PR #1419, opened 2023-11-30
Add more ROCm versions to CI

dmcdougall:
Let's see if this works... :)

### DIFF
--- a/.github/workflows/rocm-build-ci.yml
+++ b/.github/workflows/rocm-build-ci.yml
@@ -4,10 +4,13 @@ on: pull_request
 jobs:
   rocm-build:
     runs-on: [self-hosted, amd]
+    strategy:
+      matrix:
+        rocm: [ 5.5.0, 5.6.1, 5.7.2 ]
     steps:
       - uses: actions/checkout@v3
       - run: |
-          export ROCM_PATH=/opt/rocm-5.5.0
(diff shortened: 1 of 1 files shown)


maddyscientist:
@dmcdougall I see the inline assembly warnings are now gone with 5.6.  Is there any reason to keep around 5.5 or can we dump this and make the builds `STRICT` now?

dmcdougall:
> Is there any reason to keep around 5.5 or can we dump this and make the builds STRICT now?

You took the wind out of my sails :)

That is indeed my next step, I just wanted to sanity check the multiple version infrastructure did what I expected it to do.

Don't merge this yet; I'll update this PR with more commits.

dmcdougall:
@maddyscientist Can you kick off another build please?

dmcdougall:
Hmmm, these `STRICT` builds succeeded but there are still warnings.  I'll dig.

dmcdougall:
Oh [this](https://github.com/lattice/quda/blob/develop/lib/targets/hip/target_hip.cmake#L106) turns off the error (`STRICT` users `-Werror`).  It doesn't turn off the warning.

maddyscientist (approved):

maddyscientist:
@dmcdougall good to merge now from your point of view?

dmcdougall:
Yep.  Thanks.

### WORK TASK
Retype all the data. Nothing may be left out or altered.

### ANSWER AREA
PR #1419, opened 2023-11-30
Add more ROCm versions to CI

dmcdougall:
Let's see if this works... :)

### DIFF
--- a/.github/workflows/rocm-build-ci.yml
+++ b/.github/workflows/rocm-build-ci.yml
@@ -4,10 +4,13 @@ on: pull_request
 jobs:
   rocm-build:
     runs-on: [self-hosted, amd]
+    strategy:
+      matrix:
+        rocm: [ 5.5.0, 5.6.1, 5.7.2 ]
     steps:
       - uses: actions/checkout@v3
       - run: |
-          export ROCM_PATH=/opt/rocm-5.5.0
(diff shortened: 1 of 1 files shown)


maddyscientist:
@dmcdougall I see the inline assembly warnings are now gone with 5.6.  Is there any reason to keep around 5.5 or can we dump this and make the builds `STRICT` now?

dmcdougall:
> Is there any reason to keep around 5.5 or can we dump this and make the builds STRICT now?

You took the wind out of my sails :)

That is indeed my next step, I just wanted to sanity check the multiple version infrastructure did what I expected it to do.

Don't merge this yet; I'll update this PR with more commits.

dmcdougall:
@maddyscientist Can you kick off another build please?

dmcdougall:
Hmmm, these `STRICT` builds succeeded but there are still warnings.  I'll dig.

dmcdougall:
Oh [this](https://github.com/lattice/quda/blob/develop/lib/targets/hip/target_hip.cmake#L106) turns off the error (`STRICT` users `-Werror`).  It doesn't turn off the warning.

maddyscientist (approved):

maddyscientist:
@dmcdougall good to merge now from your point of view?

dmcdougall:
Yep.  Thanks.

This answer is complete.